Problem details »
Print the lines that run from the line with "PR #6012, opened 2020-04-20" to the line with "This PR restructures", keeping both end lines, exactly as they appear in the entries below, and nothing else.

━━━ Data for the task ━━━

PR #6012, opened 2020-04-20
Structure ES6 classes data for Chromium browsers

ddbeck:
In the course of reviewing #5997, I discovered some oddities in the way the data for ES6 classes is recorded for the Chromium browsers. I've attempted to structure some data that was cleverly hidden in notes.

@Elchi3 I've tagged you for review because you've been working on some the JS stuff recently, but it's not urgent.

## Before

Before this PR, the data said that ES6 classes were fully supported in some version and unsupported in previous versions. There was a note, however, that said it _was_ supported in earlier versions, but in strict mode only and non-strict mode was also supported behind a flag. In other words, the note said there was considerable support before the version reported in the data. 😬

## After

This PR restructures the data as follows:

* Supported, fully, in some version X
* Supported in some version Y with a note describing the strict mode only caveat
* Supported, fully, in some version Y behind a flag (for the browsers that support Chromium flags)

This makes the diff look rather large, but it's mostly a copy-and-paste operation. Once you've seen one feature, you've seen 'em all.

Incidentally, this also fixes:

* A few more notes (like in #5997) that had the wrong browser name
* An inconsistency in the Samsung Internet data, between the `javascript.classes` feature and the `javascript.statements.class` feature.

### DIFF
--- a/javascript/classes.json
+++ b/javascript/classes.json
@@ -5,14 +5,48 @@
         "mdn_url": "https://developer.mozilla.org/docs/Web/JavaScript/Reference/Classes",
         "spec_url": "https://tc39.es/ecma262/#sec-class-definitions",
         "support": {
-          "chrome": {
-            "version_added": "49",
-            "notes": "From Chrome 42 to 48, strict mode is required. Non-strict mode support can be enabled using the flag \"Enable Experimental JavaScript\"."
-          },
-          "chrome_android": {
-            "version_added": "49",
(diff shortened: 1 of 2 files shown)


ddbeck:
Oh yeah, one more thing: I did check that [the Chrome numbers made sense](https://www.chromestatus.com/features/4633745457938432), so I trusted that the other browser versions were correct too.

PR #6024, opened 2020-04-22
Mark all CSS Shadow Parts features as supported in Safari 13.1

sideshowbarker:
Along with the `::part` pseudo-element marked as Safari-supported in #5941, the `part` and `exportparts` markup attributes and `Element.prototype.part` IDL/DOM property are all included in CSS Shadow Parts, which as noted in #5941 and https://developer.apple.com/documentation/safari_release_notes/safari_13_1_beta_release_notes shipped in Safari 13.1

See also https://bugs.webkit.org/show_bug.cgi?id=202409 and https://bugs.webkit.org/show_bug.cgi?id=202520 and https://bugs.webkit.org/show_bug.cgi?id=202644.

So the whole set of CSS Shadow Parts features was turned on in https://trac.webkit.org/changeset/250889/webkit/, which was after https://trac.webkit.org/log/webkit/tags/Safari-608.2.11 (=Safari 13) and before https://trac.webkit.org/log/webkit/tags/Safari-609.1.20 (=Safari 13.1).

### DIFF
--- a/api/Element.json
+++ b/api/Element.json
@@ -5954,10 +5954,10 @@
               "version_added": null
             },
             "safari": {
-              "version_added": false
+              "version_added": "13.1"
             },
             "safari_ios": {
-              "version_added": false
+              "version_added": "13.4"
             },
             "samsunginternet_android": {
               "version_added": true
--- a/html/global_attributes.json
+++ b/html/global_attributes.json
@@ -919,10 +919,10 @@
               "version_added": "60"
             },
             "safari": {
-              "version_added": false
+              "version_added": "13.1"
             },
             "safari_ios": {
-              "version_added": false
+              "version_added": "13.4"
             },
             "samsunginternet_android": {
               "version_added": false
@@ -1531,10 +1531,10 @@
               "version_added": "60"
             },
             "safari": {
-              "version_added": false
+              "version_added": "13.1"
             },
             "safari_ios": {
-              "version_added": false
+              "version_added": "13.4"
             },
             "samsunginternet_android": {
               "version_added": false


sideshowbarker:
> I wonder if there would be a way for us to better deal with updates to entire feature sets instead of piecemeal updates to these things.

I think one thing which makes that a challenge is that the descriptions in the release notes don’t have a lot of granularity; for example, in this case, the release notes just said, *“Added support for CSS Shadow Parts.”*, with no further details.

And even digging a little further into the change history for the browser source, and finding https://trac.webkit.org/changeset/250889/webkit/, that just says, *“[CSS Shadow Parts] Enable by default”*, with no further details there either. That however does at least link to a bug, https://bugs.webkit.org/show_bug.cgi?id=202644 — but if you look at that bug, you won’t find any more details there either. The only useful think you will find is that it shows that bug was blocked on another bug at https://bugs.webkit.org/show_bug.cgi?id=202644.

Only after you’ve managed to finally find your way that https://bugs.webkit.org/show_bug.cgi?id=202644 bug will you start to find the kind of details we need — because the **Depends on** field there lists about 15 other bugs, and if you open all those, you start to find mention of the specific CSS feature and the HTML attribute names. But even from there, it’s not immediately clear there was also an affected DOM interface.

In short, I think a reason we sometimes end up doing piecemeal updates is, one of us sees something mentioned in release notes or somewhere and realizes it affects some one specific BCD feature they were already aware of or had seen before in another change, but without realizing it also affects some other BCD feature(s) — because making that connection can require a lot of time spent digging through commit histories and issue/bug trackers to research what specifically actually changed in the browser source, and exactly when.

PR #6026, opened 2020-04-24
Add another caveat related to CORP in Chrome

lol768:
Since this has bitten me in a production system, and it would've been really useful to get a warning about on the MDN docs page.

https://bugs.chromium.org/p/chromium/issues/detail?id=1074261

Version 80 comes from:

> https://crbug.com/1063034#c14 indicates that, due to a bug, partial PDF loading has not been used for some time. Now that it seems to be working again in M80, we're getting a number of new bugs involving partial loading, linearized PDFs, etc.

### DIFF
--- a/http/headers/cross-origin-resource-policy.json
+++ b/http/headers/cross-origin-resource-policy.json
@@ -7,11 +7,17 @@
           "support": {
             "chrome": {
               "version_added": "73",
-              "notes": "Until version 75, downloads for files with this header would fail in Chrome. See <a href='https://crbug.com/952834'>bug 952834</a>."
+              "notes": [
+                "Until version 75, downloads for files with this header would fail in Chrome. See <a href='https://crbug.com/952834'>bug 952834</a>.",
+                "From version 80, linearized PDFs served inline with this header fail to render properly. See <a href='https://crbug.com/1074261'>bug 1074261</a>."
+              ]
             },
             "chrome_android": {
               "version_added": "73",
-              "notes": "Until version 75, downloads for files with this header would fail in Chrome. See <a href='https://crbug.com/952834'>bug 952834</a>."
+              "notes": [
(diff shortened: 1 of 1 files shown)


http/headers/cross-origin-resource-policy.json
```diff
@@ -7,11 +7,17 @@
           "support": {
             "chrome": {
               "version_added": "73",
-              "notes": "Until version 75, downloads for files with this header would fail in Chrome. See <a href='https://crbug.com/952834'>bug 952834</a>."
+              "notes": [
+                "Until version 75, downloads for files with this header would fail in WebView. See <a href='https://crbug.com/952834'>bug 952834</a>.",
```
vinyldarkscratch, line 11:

━━━
━━━ Data for the task ━━━

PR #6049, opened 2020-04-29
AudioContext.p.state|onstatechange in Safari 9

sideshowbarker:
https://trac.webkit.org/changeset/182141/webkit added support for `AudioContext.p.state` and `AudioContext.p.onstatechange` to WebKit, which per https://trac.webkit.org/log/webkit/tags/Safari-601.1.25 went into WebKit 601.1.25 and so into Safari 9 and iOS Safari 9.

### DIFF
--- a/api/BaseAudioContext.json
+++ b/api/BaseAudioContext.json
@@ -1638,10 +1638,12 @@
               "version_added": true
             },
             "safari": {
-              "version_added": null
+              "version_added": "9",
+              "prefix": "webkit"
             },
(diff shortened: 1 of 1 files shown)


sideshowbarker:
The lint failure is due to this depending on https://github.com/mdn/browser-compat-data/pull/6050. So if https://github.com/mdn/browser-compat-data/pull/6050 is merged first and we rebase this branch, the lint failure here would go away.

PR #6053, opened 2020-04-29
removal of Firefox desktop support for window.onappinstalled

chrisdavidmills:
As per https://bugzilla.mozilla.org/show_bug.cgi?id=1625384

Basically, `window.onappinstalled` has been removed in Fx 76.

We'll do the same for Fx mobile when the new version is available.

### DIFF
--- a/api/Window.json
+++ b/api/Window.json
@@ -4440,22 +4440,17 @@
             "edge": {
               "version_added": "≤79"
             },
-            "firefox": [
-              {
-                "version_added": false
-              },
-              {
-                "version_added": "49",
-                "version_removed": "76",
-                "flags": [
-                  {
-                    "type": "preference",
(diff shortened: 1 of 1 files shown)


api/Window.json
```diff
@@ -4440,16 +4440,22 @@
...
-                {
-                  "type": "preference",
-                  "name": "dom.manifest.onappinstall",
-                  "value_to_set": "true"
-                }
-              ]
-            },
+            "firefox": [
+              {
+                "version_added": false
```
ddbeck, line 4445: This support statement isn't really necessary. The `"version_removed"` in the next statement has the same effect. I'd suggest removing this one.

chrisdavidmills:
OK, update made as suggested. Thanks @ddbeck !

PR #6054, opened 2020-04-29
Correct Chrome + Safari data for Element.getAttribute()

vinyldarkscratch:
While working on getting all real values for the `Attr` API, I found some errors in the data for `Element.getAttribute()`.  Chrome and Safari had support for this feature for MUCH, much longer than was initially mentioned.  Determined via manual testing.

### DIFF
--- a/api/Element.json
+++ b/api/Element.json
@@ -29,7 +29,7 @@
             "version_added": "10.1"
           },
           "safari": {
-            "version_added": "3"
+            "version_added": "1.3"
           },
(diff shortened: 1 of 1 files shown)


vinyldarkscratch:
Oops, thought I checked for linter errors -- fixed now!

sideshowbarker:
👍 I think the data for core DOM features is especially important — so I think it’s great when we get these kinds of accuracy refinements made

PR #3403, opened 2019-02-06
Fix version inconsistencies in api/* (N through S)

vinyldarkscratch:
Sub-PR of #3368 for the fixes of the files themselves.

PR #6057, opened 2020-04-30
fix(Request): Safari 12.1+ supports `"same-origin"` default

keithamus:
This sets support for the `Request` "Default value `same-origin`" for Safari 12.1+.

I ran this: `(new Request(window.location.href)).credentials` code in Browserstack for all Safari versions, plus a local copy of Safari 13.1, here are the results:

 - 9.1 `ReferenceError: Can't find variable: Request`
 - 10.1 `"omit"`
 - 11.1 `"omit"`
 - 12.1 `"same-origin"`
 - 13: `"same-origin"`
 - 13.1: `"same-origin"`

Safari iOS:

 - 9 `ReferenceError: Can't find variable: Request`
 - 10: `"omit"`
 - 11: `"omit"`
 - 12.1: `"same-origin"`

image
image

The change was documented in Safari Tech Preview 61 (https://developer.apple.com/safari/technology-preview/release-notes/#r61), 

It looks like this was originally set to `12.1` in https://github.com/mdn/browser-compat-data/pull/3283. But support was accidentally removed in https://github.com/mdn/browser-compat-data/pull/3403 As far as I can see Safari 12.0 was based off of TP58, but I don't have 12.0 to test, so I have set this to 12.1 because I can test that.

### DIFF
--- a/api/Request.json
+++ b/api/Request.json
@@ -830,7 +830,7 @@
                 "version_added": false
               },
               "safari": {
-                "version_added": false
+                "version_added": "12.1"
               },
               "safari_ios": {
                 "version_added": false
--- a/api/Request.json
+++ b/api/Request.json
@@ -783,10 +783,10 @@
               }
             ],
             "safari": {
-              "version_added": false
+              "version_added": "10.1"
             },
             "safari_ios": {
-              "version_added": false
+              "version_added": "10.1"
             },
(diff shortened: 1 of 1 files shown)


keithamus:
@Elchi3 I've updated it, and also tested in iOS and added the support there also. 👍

━━━
━━━ Data for the task ━━━

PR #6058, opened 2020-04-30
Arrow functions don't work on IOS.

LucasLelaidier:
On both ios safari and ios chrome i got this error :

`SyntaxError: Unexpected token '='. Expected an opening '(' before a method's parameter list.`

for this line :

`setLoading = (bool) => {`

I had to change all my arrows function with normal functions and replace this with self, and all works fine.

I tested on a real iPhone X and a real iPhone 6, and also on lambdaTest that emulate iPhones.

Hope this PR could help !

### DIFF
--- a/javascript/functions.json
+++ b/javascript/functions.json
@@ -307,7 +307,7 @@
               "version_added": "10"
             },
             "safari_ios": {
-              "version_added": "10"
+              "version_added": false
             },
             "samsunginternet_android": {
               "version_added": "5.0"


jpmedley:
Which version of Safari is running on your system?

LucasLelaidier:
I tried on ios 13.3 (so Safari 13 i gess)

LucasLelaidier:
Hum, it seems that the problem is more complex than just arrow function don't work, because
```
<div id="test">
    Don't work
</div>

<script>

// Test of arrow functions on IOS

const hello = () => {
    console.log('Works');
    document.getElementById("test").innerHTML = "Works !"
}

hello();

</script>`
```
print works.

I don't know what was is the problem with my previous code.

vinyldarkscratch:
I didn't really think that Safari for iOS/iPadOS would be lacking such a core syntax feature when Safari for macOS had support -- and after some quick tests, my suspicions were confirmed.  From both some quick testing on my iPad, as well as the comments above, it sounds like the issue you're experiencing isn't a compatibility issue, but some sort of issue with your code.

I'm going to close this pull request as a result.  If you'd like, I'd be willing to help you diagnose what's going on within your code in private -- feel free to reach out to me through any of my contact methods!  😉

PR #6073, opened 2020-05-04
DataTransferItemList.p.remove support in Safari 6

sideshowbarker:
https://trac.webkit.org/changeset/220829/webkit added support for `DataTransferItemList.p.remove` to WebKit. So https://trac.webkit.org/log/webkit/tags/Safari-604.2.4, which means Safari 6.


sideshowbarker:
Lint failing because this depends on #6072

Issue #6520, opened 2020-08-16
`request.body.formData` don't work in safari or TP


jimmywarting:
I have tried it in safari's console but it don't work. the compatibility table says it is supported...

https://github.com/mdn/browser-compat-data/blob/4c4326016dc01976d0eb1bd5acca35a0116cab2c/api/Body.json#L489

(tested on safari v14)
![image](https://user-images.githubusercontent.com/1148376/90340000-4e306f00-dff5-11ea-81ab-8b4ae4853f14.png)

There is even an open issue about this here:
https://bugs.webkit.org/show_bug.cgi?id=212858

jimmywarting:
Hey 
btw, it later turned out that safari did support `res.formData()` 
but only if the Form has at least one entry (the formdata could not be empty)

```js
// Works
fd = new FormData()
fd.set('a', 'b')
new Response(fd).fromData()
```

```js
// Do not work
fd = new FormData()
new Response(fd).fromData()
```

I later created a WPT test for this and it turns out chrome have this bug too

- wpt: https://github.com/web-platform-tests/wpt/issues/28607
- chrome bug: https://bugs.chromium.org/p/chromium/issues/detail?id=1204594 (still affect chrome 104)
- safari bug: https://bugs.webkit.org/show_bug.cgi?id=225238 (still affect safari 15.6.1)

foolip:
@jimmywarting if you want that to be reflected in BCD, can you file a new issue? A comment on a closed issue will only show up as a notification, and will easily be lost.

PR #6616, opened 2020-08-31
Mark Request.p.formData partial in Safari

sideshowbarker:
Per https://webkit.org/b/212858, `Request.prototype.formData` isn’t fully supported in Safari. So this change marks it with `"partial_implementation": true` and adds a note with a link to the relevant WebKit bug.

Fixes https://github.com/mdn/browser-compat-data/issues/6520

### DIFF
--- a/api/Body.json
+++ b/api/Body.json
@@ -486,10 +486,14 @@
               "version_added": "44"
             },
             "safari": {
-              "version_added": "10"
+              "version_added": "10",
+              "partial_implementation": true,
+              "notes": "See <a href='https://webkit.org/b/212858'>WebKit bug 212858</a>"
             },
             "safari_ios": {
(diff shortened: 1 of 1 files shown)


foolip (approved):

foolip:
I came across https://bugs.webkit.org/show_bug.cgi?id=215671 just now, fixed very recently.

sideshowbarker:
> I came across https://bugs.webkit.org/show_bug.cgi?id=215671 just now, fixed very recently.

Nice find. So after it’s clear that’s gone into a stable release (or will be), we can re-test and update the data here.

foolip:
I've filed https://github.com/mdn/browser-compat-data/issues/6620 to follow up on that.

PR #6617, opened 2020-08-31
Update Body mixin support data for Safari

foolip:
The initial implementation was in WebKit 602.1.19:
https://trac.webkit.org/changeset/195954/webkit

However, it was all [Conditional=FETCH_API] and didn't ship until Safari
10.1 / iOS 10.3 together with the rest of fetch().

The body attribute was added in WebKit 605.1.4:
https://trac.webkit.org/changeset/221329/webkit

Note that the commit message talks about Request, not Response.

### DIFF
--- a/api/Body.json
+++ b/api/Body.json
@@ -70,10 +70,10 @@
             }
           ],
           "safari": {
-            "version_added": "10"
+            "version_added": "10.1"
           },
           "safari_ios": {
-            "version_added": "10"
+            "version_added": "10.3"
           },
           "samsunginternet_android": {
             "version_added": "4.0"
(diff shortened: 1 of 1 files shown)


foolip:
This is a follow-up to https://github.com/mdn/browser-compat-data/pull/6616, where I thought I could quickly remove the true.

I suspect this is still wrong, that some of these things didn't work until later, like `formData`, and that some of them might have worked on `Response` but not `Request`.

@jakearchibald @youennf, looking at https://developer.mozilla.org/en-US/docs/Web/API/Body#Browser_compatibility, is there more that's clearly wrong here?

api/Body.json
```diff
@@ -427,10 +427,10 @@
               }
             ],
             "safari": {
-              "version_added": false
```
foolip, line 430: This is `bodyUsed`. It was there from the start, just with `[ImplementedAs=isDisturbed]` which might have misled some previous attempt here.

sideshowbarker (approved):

━━━

Response area »
PR #6012, opened 2020-04-20
Structure ES6 classes data for Chromium browsers

ddbeck:
In the course of reviewing #5997, I discovered some oddities in the way the data for ES6 classes is recorded for the Chromium browsers. I've attempted to structure some data that was cleverly hidden in notes.

@Elchi3 I've tagged you for review because you've been working on some the JS stuff recently, but it's not urgent.

## Before

Before this PR, the data said that ES6 classes were fully supported in some version and unsupported in previous versions. There was a note, however, that said it _was_ supported in earlier versions, but in strict mode only and non-strict mode was also supported behind a flag. In other words, the note said there was considerable support before the version reported in the data. 😬

## After

This PR restructures the data as follows:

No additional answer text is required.